- Type: Terrorist attack
- Planned by: Rex Nhongo
- Target: Odzani Junction Farm
- Date: 20 August 1977
- Executed by: ZANLA
- Outcome: Severe damage to farm workers accommodation Odzanu Junction Farm
- Casualties: 16 black Rhodesians killed 12–20+ black Rhodesians injured

= Attack on Odzanu Junction Farm =

Zimbabwean terrorist attack

The Attack on Odzanu Junction Farm happened on 20 August 1977, when cadres from the ZANLA attacked the Odzanu Junction farm, which is 17 mi north of Unitali on the Mozambique border.
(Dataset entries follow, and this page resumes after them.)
PR #843, opened 2018-01-20
Fix regression where function overload candidates might not be reported

marsupial:
## Description
597b6b1 introduced a bug which might make the error message less verbose than it used to be.
This rectifies that.

## Tests
**oslc-err-funcoverload**

## Checklist:

### DIFF
--- a/CMakeLists.txt
+++ b/CMakeLists.txt
@@ -267,8 +267,8 @@ TESTSUITE ( and-or-not-synonyms aastep arithmetic array array-derivs array-range
             operator-overloading
             oslc-comma oslc-D
             oslc-err-arrayindex oslc-err-closuremul oslc-err-field
-            oslc-err-format oslc-err-funcredef oslc-err-intoverflow
-            oslc-err-noreturn oslc-err-notfunc
+            oslc-err-format oslc-err-funcoverload oslc-err-funcredef
+            oslc-err-intoverflow oslc-err-noreturn oslc-err-notfunc
             oslc-err-outputparamvararray oslc-err-paramdefault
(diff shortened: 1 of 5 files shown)


lgritz:
Something is wrong, it's failing the CI tests, no longer correctly compiling some of the MaterialX shaders.

marsupial:
Yes, was not using the proper constant.
Running on a separate CI before updating the PR.

marsupial:
Should be good to go.  Was actually trying to fix some other issues that are coming to light, but just reverted to simple fix for missing labels of some ambiguities.

marsupial:
Might be prudent to revert #837 (597b6b1).
Not sure how it got missed, but I'm seeing some behavior that is definitely incorrect.

lgritz:
So, just to clarify:

You think we should revert #837, but keep this one #843?

lgritz:
Or did you mean we should put both on hold until you sort it out?

marsupial:
I was thinking reverting #837 and rolling this (#843) into either a new PR or re-open #837.
If you're more interested in not reverting and moving forward with fixing the original problem I'll have a few more hours today and tomorrow (which should be enough to nail it down), but a back and forth might be necessary.

I'll do a further writeup of the problems I'm discovering in the next hour.

lgritz:
OK, since we know there's something wrong, I'll revert #837 in master, and you can close this PR, and then when you have it totally worked out, just post a new combined PR (or re-open 837). There's no rush on this, we've obviously lived with the existing ambiguous edge cases for a long time with nobody complaining.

The farm was owned by white Rhodesian farmer Marius Sleigh.

==The Raid==
The cadres attacked the houses on the farm which housed the farm's labour force, composed of black Rhodesians. The cadres rounded up the workers and their families before they opened fire indiscriminately on the men, women and children. Twelve men and women and two children were killed and twelve wounded. Two of the wounded died later in hospital. The sound of gunfire woke up Mr Sleigh and his sixteen-year-old son, Cornelle Sleigh, when they left their house they saw that the cadres had set fire to their farm's workers compound after they had shot the workers and their families. Mr Sleigh and Cornelle Sleigh opened fire on the terrorists, with guns that they kept in their house for protection, and the terrorists fled into the bush, firing a few shots as they went.